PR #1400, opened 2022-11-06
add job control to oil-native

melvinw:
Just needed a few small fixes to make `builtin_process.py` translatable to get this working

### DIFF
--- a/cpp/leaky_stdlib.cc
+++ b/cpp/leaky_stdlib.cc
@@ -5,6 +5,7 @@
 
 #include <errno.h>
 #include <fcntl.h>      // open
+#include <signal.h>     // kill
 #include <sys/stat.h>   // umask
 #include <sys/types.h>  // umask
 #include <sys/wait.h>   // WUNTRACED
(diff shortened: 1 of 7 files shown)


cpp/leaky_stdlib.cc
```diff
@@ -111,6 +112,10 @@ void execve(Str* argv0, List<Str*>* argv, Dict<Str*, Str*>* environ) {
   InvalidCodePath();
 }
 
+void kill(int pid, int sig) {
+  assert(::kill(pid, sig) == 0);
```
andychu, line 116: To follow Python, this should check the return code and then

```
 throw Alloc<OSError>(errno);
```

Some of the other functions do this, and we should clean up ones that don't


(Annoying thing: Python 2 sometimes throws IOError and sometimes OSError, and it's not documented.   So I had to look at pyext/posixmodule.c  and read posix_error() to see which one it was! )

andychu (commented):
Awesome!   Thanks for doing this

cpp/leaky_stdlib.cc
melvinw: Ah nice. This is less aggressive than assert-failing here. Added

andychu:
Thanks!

_ _ _ _ _ _ _

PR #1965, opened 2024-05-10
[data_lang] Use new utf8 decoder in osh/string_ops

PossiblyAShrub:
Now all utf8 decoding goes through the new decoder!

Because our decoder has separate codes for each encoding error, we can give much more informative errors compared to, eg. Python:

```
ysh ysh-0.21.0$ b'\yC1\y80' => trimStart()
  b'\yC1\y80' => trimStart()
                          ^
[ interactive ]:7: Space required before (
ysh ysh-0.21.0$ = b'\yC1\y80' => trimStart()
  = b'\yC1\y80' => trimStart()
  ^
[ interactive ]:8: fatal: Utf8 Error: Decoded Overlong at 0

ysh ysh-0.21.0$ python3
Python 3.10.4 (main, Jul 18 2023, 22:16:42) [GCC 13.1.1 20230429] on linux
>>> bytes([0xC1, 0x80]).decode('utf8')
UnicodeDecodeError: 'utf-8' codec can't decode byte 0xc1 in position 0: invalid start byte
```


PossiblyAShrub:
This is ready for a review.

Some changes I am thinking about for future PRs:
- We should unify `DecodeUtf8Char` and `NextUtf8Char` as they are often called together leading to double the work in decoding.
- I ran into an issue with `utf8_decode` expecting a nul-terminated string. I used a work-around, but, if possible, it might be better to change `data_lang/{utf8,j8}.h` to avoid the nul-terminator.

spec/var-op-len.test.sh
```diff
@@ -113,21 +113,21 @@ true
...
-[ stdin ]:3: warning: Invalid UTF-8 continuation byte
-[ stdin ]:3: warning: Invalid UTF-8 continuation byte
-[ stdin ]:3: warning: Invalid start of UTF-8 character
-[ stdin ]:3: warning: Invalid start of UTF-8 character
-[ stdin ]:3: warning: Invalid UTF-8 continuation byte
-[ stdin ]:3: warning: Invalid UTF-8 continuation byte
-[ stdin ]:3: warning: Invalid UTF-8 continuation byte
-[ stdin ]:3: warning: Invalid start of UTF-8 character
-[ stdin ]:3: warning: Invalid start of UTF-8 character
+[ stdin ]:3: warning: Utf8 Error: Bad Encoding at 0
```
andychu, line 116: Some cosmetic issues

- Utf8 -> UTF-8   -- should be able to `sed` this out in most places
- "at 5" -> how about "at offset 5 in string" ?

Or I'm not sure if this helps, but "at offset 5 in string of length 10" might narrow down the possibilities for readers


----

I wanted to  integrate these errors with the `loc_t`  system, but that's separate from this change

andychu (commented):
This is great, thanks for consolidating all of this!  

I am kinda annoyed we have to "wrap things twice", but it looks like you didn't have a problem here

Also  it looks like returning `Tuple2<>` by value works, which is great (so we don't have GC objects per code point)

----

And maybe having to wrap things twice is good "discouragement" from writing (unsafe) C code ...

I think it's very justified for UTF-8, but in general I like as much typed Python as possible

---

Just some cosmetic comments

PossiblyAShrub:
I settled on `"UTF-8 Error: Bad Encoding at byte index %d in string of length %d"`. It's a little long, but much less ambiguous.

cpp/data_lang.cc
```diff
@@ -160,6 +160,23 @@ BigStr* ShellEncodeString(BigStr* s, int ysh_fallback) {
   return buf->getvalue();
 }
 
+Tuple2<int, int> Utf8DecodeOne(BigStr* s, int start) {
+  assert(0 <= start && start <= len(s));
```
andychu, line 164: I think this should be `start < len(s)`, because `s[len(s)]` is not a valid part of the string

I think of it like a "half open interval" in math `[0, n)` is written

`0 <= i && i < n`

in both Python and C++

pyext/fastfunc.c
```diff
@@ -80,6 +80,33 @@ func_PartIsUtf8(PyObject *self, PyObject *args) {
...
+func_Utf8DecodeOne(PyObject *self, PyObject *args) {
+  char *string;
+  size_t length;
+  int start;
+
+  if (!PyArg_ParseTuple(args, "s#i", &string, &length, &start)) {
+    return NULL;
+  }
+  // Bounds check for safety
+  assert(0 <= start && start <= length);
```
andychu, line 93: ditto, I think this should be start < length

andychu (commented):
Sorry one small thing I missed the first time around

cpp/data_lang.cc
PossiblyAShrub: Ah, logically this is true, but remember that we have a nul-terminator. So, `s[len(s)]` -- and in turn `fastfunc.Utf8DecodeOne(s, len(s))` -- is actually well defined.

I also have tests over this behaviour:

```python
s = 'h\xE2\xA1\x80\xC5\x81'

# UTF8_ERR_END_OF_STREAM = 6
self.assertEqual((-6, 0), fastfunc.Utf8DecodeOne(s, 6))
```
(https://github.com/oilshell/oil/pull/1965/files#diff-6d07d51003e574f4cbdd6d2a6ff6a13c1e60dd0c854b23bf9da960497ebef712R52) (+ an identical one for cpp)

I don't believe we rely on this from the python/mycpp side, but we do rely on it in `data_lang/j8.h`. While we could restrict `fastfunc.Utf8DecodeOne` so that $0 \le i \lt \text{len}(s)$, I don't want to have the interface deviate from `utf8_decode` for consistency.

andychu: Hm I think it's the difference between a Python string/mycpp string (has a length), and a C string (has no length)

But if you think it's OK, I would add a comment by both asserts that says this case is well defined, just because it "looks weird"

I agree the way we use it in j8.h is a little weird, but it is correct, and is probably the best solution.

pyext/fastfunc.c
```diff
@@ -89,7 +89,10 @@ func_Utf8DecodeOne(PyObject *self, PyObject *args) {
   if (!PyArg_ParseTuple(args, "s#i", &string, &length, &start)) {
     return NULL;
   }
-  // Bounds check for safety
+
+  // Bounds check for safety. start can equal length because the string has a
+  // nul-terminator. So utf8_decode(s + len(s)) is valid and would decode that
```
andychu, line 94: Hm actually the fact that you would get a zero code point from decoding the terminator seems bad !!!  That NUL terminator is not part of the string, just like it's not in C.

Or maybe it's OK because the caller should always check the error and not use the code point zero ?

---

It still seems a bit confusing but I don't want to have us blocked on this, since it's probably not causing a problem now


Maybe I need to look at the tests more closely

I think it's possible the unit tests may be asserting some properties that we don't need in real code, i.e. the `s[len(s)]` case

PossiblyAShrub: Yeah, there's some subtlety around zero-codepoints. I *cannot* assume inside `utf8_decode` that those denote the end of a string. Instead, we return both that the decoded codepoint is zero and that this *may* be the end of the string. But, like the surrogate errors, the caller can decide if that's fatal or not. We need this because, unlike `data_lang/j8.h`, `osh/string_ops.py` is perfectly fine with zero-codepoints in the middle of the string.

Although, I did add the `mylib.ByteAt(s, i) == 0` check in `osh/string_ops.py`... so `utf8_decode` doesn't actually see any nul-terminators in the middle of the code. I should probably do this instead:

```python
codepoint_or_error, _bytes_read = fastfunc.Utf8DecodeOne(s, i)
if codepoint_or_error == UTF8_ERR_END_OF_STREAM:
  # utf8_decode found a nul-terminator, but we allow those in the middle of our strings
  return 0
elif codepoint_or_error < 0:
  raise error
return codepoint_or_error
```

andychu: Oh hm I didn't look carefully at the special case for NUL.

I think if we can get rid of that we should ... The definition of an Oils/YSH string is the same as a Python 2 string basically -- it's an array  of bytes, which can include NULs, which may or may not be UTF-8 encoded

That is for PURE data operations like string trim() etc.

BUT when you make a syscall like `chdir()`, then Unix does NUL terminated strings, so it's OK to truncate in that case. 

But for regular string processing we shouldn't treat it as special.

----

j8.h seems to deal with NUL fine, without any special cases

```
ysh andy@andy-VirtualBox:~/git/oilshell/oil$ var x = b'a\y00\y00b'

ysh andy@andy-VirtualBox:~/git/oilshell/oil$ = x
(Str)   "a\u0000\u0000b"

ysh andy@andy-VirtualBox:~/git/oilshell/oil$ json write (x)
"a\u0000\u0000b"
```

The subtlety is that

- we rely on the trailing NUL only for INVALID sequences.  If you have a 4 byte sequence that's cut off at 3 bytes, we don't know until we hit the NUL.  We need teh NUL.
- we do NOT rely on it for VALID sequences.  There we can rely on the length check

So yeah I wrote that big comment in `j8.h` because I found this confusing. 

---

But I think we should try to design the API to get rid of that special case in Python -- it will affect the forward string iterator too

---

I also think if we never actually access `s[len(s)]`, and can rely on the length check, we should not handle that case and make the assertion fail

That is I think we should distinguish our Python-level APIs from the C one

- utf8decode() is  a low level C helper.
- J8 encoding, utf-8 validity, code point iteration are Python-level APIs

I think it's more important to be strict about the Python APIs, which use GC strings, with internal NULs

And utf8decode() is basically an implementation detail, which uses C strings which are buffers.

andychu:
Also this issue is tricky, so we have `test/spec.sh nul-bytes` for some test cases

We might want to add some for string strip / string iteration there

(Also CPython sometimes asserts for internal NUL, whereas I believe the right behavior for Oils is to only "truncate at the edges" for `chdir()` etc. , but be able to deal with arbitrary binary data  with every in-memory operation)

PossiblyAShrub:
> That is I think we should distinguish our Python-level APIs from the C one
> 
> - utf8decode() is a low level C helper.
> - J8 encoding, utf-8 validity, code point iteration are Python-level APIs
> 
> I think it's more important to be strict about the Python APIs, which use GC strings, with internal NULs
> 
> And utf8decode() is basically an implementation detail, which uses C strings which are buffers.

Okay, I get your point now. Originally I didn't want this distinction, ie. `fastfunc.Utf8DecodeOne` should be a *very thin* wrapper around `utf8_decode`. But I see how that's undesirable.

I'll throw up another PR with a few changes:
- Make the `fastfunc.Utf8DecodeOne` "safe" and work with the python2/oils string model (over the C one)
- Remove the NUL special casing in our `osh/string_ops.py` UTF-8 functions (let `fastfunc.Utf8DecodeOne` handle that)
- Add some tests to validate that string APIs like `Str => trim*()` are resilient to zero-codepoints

_ _ _ _ _ _ _

**Assigned task:** Search the records above for "believe". Copy each line where it is found.

**Solution for this problem:**
I don't believe we rely on this from the python/mycpp side, but we do rely on it in `data_lang/j8.h`. While we could restrict `fastfunc.Utf8DecodeOne` so that $0 \le i \lt \text{len}(s)$, I don't want to have the interface deviate from `utf8_decode` for consistency.
(Also CPython sometimes asserts for internal NUL, whereas I believe the right behavior for Oils is to only "truncate at the edges" for `chdir()` etc. , but be able to deal with arbitrary binary data  with every in-memory operation)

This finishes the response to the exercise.